» Given records:
PR #112, opened 2017-07-25
Fix list scaffolded DataObjects when not paginated

flamerohr:
Otherwise you only get a list of fields all with null values


unclecheese:
Tested, and works. Thanks!

Issue #113, opened 2017-07-26
DBField.graphql_type must be scalar


unclecheese:
In some cases, particularly `DBFile`, the value of the field is a data structure (`FileName`, `Hash`, `Variant`). This causes a fatal error when trying to resolve a field that maps to a `DBFile`, as graphql is casting the value as `String` (the fallback for all DBFields), but it's actually a hash.

Suggested fix: `graphql_type` should accept arrays as values, e.g.

```
....DBFile:
  graphql_type:
    Filename: String
    ...
```

## Pull requests
- [ ] https://github.com/silverstripe/silverstripe-graphql/pull/114

PR #114, opened 2017-08-03
Feature/complex db field types

unclecheese:
Resolves https://github.com/silverstripe/silverstripe-graphql/issues/113

## Summary of changes

* Abstract `TypeParser` as an interface, allowing `StringTypeParser` and `ArrayTypeParser` to create types from abstract definitions, e.g. a formatted string (`Int!`) or array for complex object types

* Allow type parsers to be created on `DBField` instances, or any other `ViewableData` object, via the `TypeCreatorExtension`.

* Add custom type definition for `DBFile` which provides access to most of its properties and getters (when `silverstripe/assets` module exists)

* Allow `fixed_types` in scaffolding -- types that should be made available to the GraphQL schema irrespective of the user-defined types, effectively augmenting the list of internal types like `String`, `Int`, etc.

* Only return `DBField::getValue()` if the field's type is an internal type.


src/Scaffolding/Util/StringTypeParser.php
```diff
@@ -32,9 +35,22 @@ class TypeParser
...
+        $types = array_keys(Type::getInternalTypes());
+
+        return in_array($type, $types);
+    }
+
+    /**
      * TypeParser constructor.
      *
-     * @param string $rawArg
+     * @param string|array $rawArg
```
flamerohr: I don't believe `preg_match()` (below) would accept an array input, maybe worth adding a check for that as well?

PR #126, opened 2018-01-05
BUGFIX: Prevent defaultValue from being added to args when null

unclecheese:
Graphiql coerces `null` into a string `"null"`. It shouldn't be in the schema in the first place if it's null.


tractorcow:
@unclecheese can you use open-sausages fork otherwise we can't push changes.

flamerohr:
oh, I thought he had the "allow maintainers to make changes" checkbox checked on github

unclecheese:
I've checked the "allow edits from maintainers" box. Let me know if you need me to push this up to the other fork.

tractorcow:
Ah sorry, I wasn't sure where I could see if that was enabled.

» Exercise brief: Look through the entries above for the word "checked". Copy every line where it shows up.

» Your solution:
oh, I thought he had the "allow maintainers to make changes" checkbox checked on github
I've checked the "allow edits from maintainers" box. Let me know if you need me to push this up to the other fork.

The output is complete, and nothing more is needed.